Please copy every line below that contains the string "fails".

[Entries taken from a collection]
= = = =

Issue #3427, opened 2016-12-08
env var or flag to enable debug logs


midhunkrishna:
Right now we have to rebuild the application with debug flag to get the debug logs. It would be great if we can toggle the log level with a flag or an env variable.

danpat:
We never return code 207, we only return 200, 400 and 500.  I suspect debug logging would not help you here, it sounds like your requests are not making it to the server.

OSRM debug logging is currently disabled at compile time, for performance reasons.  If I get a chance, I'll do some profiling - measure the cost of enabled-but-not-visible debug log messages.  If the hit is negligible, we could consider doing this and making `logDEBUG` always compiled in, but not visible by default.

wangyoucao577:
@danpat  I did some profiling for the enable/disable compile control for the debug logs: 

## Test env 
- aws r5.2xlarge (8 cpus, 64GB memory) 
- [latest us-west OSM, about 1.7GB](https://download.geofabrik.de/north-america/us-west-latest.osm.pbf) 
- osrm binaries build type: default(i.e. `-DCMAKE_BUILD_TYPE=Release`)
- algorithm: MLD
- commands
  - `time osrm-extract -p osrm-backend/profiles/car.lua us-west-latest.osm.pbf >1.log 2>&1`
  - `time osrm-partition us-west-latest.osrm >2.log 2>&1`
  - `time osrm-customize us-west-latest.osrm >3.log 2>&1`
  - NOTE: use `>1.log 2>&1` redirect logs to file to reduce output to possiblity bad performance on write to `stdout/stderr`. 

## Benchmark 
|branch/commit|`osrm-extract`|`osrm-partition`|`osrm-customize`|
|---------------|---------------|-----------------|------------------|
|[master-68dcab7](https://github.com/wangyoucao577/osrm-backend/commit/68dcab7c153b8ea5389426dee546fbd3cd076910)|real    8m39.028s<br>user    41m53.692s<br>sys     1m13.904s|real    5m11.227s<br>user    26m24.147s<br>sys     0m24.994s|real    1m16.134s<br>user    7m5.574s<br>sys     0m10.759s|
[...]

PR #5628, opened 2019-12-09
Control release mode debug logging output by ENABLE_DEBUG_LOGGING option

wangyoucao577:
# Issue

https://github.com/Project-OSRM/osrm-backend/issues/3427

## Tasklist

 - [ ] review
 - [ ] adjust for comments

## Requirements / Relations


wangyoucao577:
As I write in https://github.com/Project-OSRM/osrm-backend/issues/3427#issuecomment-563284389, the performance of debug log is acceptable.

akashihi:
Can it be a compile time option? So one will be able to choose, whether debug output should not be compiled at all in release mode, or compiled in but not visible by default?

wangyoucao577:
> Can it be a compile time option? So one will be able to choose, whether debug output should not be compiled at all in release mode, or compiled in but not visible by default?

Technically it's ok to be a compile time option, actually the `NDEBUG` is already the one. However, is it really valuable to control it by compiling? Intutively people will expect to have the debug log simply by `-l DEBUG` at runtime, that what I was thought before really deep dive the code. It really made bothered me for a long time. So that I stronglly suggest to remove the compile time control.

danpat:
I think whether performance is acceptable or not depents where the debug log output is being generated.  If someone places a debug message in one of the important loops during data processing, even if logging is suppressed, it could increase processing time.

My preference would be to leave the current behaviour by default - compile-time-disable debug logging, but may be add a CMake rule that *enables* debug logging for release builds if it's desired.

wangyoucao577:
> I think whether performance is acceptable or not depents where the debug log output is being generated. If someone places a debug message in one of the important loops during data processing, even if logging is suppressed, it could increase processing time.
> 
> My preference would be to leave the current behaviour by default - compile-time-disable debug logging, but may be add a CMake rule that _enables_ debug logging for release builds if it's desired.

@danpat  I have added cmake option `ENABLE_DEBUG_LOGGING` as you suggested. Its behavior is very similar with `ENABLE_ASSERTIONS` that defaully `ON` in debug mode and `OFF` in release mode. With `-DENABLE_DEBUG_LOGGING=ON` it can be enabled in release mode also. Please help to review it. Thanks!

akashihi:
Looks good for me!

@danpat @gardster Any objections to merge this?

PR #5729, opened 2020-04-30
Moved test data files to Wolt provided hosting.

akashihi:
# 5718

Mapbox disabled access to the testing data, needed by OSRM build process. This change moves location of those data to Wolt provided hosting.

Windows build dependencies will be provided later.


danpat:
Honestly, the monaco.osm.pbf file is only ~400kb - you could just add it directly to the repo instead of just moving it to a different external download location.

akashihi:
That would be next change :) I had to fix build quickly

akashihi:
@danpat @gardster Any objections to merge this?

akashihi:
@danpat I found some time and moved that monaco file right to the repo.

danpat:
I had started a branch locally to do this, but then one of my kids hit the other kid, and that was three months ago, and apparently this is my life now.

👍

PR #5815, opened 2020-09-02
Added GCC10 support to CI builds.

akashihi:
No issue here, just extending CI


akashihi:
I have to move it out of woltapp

= = = =

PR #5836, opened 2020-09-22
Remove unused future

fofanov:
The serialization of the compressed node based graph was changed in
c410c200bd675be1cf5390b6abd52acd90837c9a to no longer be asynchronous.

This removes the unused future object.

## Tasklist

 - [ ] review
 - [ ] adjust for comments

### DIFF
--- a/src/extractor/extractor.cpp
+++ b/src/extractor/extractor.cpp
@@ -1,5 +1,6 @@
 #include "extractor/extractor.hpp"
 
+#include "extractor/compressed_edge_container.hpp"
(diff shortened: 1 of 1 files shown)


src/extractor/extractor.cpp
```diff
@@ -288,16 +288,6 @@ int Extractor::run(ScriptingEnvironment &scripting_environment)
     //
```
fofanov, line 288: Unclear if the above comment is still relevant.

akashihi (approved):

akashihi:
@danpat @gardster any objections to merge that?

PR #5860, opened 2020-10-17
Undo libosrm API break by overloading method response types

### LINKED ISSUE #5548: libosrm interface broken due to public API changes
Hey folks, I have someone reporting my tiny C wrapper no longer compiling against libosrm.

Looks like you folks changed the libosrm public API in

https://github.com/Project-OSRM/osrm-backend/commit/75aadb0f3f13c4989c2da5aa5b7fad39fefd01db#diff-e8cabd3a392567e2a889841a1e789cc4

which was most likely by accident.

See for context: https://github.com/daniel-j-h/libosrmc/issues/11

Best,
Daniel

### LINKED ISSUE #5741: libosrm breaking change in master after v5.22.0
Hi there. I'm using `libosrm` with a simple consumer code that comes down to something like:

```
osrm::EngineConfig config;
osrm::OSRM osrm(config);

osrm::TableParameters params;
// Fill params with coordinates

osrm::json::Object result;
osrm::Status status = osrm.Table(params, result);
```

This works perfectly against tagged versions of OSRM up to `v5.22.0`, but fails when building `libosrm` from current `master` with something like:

= = = =

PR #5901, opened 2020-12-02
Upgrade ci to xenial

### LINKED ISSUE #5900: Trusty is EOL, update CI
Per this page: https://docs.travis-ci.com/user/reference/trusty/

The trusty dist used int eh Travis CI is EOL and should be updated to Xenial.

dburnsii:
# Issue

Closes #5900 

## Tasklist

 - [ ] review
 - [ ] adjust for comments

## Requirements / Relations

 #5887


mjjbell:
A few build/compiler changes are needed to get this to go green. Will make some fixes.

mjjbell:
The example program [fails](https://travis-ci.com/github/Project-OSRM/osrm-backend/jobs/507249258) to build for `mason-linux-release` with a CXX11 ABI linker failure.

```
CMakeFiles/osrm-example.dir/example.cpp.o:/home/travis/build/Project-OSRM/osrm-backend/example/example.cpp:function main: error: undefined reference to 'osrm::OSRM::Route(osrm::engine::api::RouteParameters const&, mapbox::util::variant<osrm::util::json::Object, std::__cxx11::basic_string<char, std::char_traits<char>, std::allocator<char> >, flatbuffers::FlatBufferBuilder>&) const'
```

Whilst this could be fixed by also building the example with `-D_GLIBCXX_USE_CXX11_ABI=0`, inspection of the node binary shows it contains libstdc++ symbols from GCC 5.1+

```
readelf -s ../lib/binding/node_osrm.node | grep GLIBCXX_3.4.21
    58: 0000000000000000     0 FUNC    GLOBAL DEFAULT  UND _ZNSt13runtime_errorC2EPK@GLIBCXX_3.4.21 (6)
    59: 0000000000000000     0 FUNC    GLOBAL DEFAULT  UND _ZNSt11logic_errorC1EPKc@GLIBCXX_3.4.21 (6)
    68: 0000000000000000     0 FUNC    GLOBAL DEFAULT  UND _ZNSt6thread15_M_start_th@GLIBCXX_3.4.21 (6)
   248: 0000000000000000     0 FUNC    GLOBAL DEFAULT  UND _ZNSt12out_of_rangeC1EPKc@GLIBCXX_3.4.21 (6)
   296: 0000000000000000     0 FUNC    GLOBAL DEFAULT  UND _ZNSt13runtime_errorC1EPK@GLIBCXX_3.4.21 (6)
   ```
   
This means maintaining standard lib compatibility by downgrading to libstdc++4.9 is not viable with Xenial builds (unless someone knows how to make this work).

= = = =

• [Result of this task]:
This works perfectly against tagged versions of OSRM up to `v5.22.0`, but fails when building `libosrm` from current `master` with something like:
The example program [fails](https://travis-ci.com/github/Project-OSRM/osrm-backend/jobs/507249258) to build for `mason-linux-release` with a CXX11 ABI linker failure.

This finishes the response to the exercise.